**Problem:** Each entry needs to be retyped exactly, with nothing added or dropped.

─── Input material

PR #80, opened 2015-06-09
Interactor improvements

### LINKED ISSUE #77: Interactor: introduce `expose` to replace automagic instance variable collection
Hello,

Once again, thanks you all for the great work on Lotus!

At some point on Gitter I mention replace the automagical instance variable conversion to mimic `Lotus::Action` `expose` behavior:

```ruby
class SignIn < Struct.new(:params)
  include Lotus::Interactor

  expose :user

  def call
    @user = User.find params[:id]
  end
end

result = SignIn.new({ id: 15 }).call
result.exposures # => { user: <User:0x007f965c1d0318 @id=15> }
result.user # => <User:0x007f965c1d0318 @id=15>
```

The only difference will be the direct mapping as methods between exposures (as part of payload).

I've a patch for this locally, but I'm concern about the change in behavior, which is why I'm submitting this question first:

Should I keep current behavior (expose all instance variables) *unless* `expose` is used? That way existing code will not break.

What would be the proper approach to handle such scenario?

Looking forward your feedback.

Thank you.

jodosha:
This is a proposal for a few `Lotus::Interactor` improvements.

:warning: **The following change isn't backward compatible** :warning: 

--

### Remove magic :sparkles: in favor of explicitness

Until now all the instance variables from an interactor were automatically exposed into the returning value of `#call`, which is an instance of `Lotus::Interactor::Result`.

#### Before

```ruby
class Signup
  include Lotus::Interactor

  def initialize(params)
    @params = params
    @user = User.new(params.fetch(:user))
  end

  def call
    # ...
  end
end

result = Signup.new(user: { name: "Luca" }).call

result.user   # => #<User:0x007fa311105778 @id=1 @name="Luca">
result.params # => { :user=>{:name=>"Luca"} }
```

#### After

```ruby
class Signup
  include Lotus::Interactor
  expose :user

  def initialize(params)
    @params = params
    @user = User.new(params.fetch(:user))
  end
end

result = Signup.new(user: { name: "Luca" }).call

result.user   # => #<User:0x007fa311105778 @id=1 @name="Luca">
result.params # => raises NoMethodError because we haven't exposed it
```

---

/cc @lotus/core-team @AlfonsoUceda @luislavena 

Closes #77

### DIFF
--- a/lib/lotus/interactor.rb
+++ b/lib/lotus/interactor.rb
@@ -68,6 +68,7 @@ module Lotus
       def add_error(*errors)
         @errors << errors
         @errors.flatten!
+        nil
       end
 
       # Returns the first errors collected during an operation
@@ -156,8 +157,8 @@ module Lotus
       #   class UpdateProfile
       #     include Lotus::Interactor
       #
-      #     def initialize(person, params)
-      #       @person = person
+      #     def initialize(user, params)
+      #       @user   = user
       #       @params = params
       #     end
       #
@@ -181,11 +182,12 @@ module Lotus
       #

──────

**Finished exercise:**
PR #80, opened 2015-06-09
Interactor improvements

### LINKED ISSUE #77: Interactor: introduce `expose` to replace automagic instance variable collection
Hello,

Once again, thanks you all for the great work on Lotus!

At some point on Gitter I mention replace the automagical instance variable conversion to mimic `Lotus::Action` `expose` behavior:

```ruby
class SignIn < Struct.new(:params)
  include Lotus::Interactor

  expose :user

  def call
    @user = User.find params[:id]
  end
end

result = SignIn.new({ id: 15 }).call
result.exposures # => { user: <User:0x007f965c1d0318 @id=15> }
result.user # => <User:0x007f965c1d0318 @id=15>
```

The only difference will be the direct mapping as methods between exposures (as part of payload).

I've a patch for this locally, but I'm concern about the change in behavior, which is why I'm submitting this question first:

Should I keep current behavior (expose all instance variables) *unless* `expose` is used? That way existing code will not break.

What would be the proper approach to handle such scenario?

Looking forward your feedback.

Thank you.

jodosha:
This is a proposal for a few `Lotus::Interactor` improvements.

:warning: **The following change isn't backward compatible** :warning: 

--

### Remove magic :sparkles: in favor of explicitness

Until now all the instance variables from an interactor were automatically exposed into the returning value of `#call`, which is an instance of `Lotus::Interactor::Result`.

#### Before

```ruby
class Signup
  include Lotus::Interactor

  def initialize(params)
    @params = params
    @user = User.new(params.fetch(:user))
  end

  def call
    # ...
  end
end

result = Signup.new(user: { name: "Luca" }).call

result.user   # => #<User:0x007fa311105778 @id=1 @name="Luca">
result.params # => { :user=>{:name=>"Luca"} }
```

#### After

```ruby
class Signup
  include Lotus::Interactor
  expose :user

  def initialize(params)
    @params = params
    @user = User.new(params.fetch(:user))
  end
end

result = Signup.new(user: { name: "Luca" }).call

result.user   # => #<User:0x007fa311105778 @id=1 @name="Luca">
result.params # => raises NoMethodError because we haven't exposed it
```

---

/cc @lotus/core-team @AlfonsoUceda @luislavena 

Closes #77

### DIFF
--- a/lib/lotus/interactor.rb
+++ b/lib/lotus/interactor.rb
@@ -68,6 +68,7 @@ module Lotus
       def add_error(*errors)
         @errors << errors
         @errors.flatten!
+        nil
       end
 
       # Returns the first errors collected during an operation
@@ -156,8 +157,8 @@ module Lotus
       #   class UpdateProfile
       #     include Lotus::Interactor
       #
-      #     def initialize(person, params)
-      #       @person = person
+      #     def initialize(user, params)
+      #       @user   = user
       #       @params = params
       #     end
       #
@@ -181,11 +182,12 @@ module Lotus
       #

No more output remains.